C++ implementation of the Antelope protocol
Other
116 stars 68 forks source link

IF: Ensure pause and resume work with Instant Finality #1529

Closed ericpassmore closed 7 months ago

ericpassmore commented 1 year ago

Plugin producer pause and resume only effect block production. With hotstuff pause and resume should handle finalization and production.

arhag commented 1 year ago

We decided that we do not want the existing pause/resume endpoints of the producer plugin to impact HotStuff consensus leader or block finalizer operations. It should only pause/resume creation of new blocks.

We discussed whether we should have a new endpoint to pause/resume block finalization. We are leaning towards not doing so because we want to encourage BPs to use an inherently safe process of switching our their block finalization key on-chain. There may have been reluctance do this in the past because of the 6 minute delay (on EOS) for the new proposed producer schedule to take effect. However, with IF, we could have the finalizer set change very rapidly (within seconds).

We do need to document the correct process of handling BP block finalization failover (and how that can be kept separate process of handling BP block proposal failover which could still use the pause/resume endpoints) to educate the BPs. That is captured in another issue: https://github.com/AntelopeIO/spring/issues/93.

arhag commented 1 year ago

We discussed whether we should have a new endpoint to pause/resume block finalization. We are leaning towards not doing so because we want to encourage BPs to use an inherently safe process of switching our their block finalization key on-chain.

Feedback from @matthewdarwin here suggests that the BPs may still really want an endpoint to pause/resume finalization as well. A decision still needs to be made on whether we provide such an endpoint or not for 5.0, but even if we do, I think we still should keep the pause/resume of block production and pause/resume of block finalization separate APIs.

matthewdarwin commented 1 year ago

It's a significant change, so let's have a discussion on this at the next node operator roundtable. @bhazzard @heifner

The current discussion of the rollout plans for upgrade, did not discuss the need for node operator management changes. Many BPs probably have been running the same process for last 5 years.

arhag commented 7 months ago

Current behavior of the implementation in the branch is for the endpoint to control block production only and not impact finalizer voting. There is no mechanism currently to pause/resume finalizer voting on a nodeos instance.

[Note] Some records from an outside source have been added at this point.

PR #169, opened 2021-07-11
DEV: Move assignments from custom fields to a table

CvX:


CvX:
@ZogStriP The PR is now in a reviewable state. The only question I have is regarding this feature: https://github.com/discourse/discourse-assign/commit/23aa28e2b4c38995d25bd3b71c95a44469f34f3a That's the only thing that's using topic custom fields.

I kept it as is, since I don't thing adding support for this edge case to the new `Assignment` model path is worth it. Alternatively I could also just remove it. 😜 Should I keep it?

app/controllers/discourse_assign/assign_controller.rb
```diff
@@ -33,18 +32,20 @@ def claim
...
-        "topic_id = :topic_id AND name = 'assigned_to_id' AND value IS NOT NULL",
-        topic_id: topic_id
-      ).pluck(:value)
+      assigned = Assignment
+        .where(topic_id: topic_id)
+        .not(assigned_to_id: nil)
+        .pluck_first(:assigned_to_id)
 
-      if assigned && user_id = assigned[0]
+      if assigned && user_id = assigned
```
ZogStriP, line 40: This could become

```rails
user_id = Assignment...

if user_id
```

app/controllers/discourse_assign/assign_controller.rb
```diff
@@ -33,18 +32,18 @@ def claim
...
-      ).pluck(:value)
+      assigned_id = Assignment
+        .where(topic_id: topic_id)
+        .not(assigned_to_id: nil)
+        .pluck_first(:assigned_to_id)
 
-      if assigned && user_id = assigned[0]
-        extras = nil
-        if user = User.where(id: user_id).first
+      if assigned
```
ZogStriP, line 40: I think you meant `assigned_id` here?

```suggestion
      if assigned_id
```

CvX: What a nice opportunity to write a spec 😆

db/migrate/20210627100932_create_assignments.rb
```diff
@@ -0,0 +1,15 @@
+# frozen_string_literal: true
+
+class CreateAssignments < ActiveRecord::Migration[6.1]
+  def change
+    create_table :assignments do |t|
+      t.integer :topic_id, null: false
+      t.integer :assigned_to_id, null: false
```
ZogStriP, line 7: How are you planning on using this to differentiate between `users` and `groups`?

CvX: A polymorphic `has_one` association, using a (to-be-added) `assigned_to_type` column.

ZogStriP (approved):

We currently do not see any value in adding such an endpoint. Failover to other finalizer nodes should be handled by using different keys per node and using the core contract to change the active finalizer key of the producer. This mechanism could in theory also be used to disable voting on all the finalizer nodes of a BP by setting as active a finalizer key that is not used by any of the live instances. But it is not recommended for a BP to do this since it is there responsibility to participate in finalizer voting as an active BP. If the BP wishes to temporarily disable their BP, they can do so through the core contract in which case they would be pulled out of the active BP set both as a finalizer and a block proposer.

If there was some reason to add an endpoint to pause/resume finalizer voting discovered, we would capture that enhancement through a separate issue.

But this issue has been resolved and can be closed.